Cette année marque le 1700e anniversaire du premier concile œcuménique, qui se tint à Nicée, près de Constantinople, en 325. Cette commémoration offre une occasion unique de réfléchir à la foi commune des chrétiens et de la célébrer, telle qu’elle est exprimée dans le Credo formulé lors de ce concile ; une foi qui, encore aujourd’hui, reste vivante et porte des fruits.
La Semaine de prière pour l’unité des chrétiens 2025 est une invitation à puiser dans cet héritage commun et à pénétrer plus profondément dans la foi qui unit tous les chrétiens. Le thème de cette nouvelle édition est « Crois-tu cela ? » (Jean 11,26)
La semaine universelle de prière pour l’unité des chrétiens a vu le jour en 1935, dans la première moitié du XXe siècle, qui aura été celui du rapprochement entre les chrétiens et de l’émergence du mouvement œcuménique. C’est l’abbé Paul Couturier (1881-1953), prêtre diocésain ordonné en 1906, licencié en sciences physiques, qui enseignait les sciences à l’institution des Chartreux à Lyon, qui a initié cette semaine.
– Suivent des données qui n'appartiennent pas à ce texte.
PR #2463, opened 2021-12-21
Fix handling of launch preference change during web session.

### LINKED ISSUE #2383: Changing link preference to "Ask each time" immediately goes back to launch choice screen
1. Visit https://studio.foxglove.dev/?ds=foxglove-websocket&ds.url=ws://localhost:8765/
2. Select "remember my preference" and click "Web"
3. Open Preferences sidebar and select "Open links in: Ask each time"

**Expected:** no change for the current session; the **next** time I open a link, I will be asked whether to open it in web or desktop.

**Actual:** the app immediately reverts back to the screen where I originally clicked Web for the current session.

https://user-images.githubusercontent.com/14237/146097368-08d013b5-49e2-42d3-b00c-f12ef9c0d898.mov

### LINKED ISSUE #2511: Set session preference to web whenever we don't show launch page
**Description**
Bug:
- open incognito window, visit studio.foxglove.dev
- create a new empty layout
- hit refresh, now you see the launch (web vs desktop) modal

Solution:
Any time you open studio and _don't_ see the web vs desktop dialog, we should opt you in to web for that session. E.g. if I hit studio.foxglove.dev homepage my session should stay as web.

foxymiles:
**User-Facing Changes**
This fixes handling of launch preference changes in an active session.

**Description**
The solution here is to set a  temporary, `sessionStorage` preference for web if the user changes the launch preference to "ask me" during an active web session so that the existing session isn't disrupted.

Fixes #2383 
Fixes #2511

### DIFF
--- a/packages/studio-base/src/App.tsx
+++ b/packages/studio-base/src/App.tsx
@@ -2,7 +2,7 @@
 // License, v2.0. If a copy of the MPL was not distributed with this
 // file, You can obtain one at http://mozilla.org/MPL/2.0/
 
-import { Suspense, useState } from "react";
+import { Suspense, useEffect, useState } from "react";
 import { DndProvider } from "react-dnd";
 import { HTML5Backend } from "react-dnd-html5-backend";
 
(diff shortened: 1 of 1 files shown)


jtbandes (commented):
This doesn't really make sense to me, why would we want to set a value in sessionStorage but never read it? Does reading from localStorage somehow fall back to reading from sessionStorage?

foxymiles:
> This doesn't really make sense to me, why would we want to set a value in sessionStorage but never read it? Does reading from localStorage somehow fall back to reading from sessionStorage?

The value in session storage gets checked in `App.tsx`. We don't need to check the current value because our goal here is to set a temporary, session storage scoped value to keep the user from getting kicked out of their current session. Looking at this again though I realize we need to do the same thing when the user selects "open in desktop" in an active web session here so I've updated that logic.

jtbandes:
I'm not super familiar with how session storage works – if you click another studio link while your current page is still open, does the new page also use the same session? In that case, I think this implementation might not be quite right, because you might select "ask each time" and then click a link, and it would still use the newly set session preference of "web".

foxymiles:
> I'm not super familiar with how session storage works – if you click another studio link while your current page is still open, does the new page also use the same session? In that case, I think this implementation might not be quite right, because you might select "ask each time" and then click a link, and it would still use the newly set session preference of "web".

The difficulty is we also need to do the right thing on a refresh so we need to persist that value somehow. I think having that particular tab operate as a web session is a reasonable compromise but I'm open to better suggestions.

jtbandes (approved):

Du 20 au 22 janvier 1933, il a lancé à Lyon, en l’église Saint-François-de-Sales, trois jours (un triduum) de prière pour l’unité sur la base de la formule unioniste d’un retour à l’Église catholique. Le triduum devint, dès l’année suivante, « octave de prière pour l’unité des chrétiens » puis « semaine de prière pour l’unité chrétienne », du 18 au 25 janvier de chaque année. Soutenus par le métropolite Euloge, des orthodoxes participent à la semaine à partir de 1935. Par petites touches, il subvertit la formule unioniste jusqu’à ce qu’elle devienne, en 1937, « l’universelle prière des chrétiens pour l’unité chrétienne », « comme le Christ la veut et par les moyens qu’il voudra ». Il n’est plus question d’un retour au bercail romain mais d’une émulation spirituelle convergente avec le vœu du Christ : « Qu’ils soient un » (Jn 17, 11).
Dès lors, l’« œcuménisme spirituel » est né : les divers rameaux de la chrétienté peuvent s’approprier une prière dépourvue de tout accent prosélyte.
Le mouvement de la Semaine de prière pour l’unité chrétienne a rapidement pris une dimension interconfessionnelle et internationale. L’abbé lyonnais composa et envoya dans le monde entier ses fameux « tracts » à partir de son bureau à l’institution des Chartreux. Ces tracts donnaient un thème pour l’année, des textes bibliques et prières pour chaque jour de la semaine, voire un chant composé pour l’occasion, dans des formes diverses allant du feuillet dépliant à la brochure d’une vingtaine de pages.
A Romans-sur-Isère, une célébration œcuménique (catholiques, protestants, évangéliques, apostoliques réunis des alentours de Romans et Bourg de Péage) aura lieu au temple de l’Eglise Protestante Unie, samedi 18 janvier à 18h.
A Valence, c’est mercredi 22 janvier à 20h qu’aura lieu la célébration oecuménique, à
l’église apostolique arménienne Saint-Sahag, rue de la Cécile.